What you will do - Gather all lines in the entries below that include the word "this".

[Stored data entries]
Issue #38, opened 2025-04-06
Fix row hover effect on multi-type pokemon


AlphaKretin:

Cincidial:
I'm assuming this is the on hover color change in the big list?
I can pick this one up

AlphaKretin:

Exercise response -
I'm assuming this is the on hover color change in the big list?
I can pick this one up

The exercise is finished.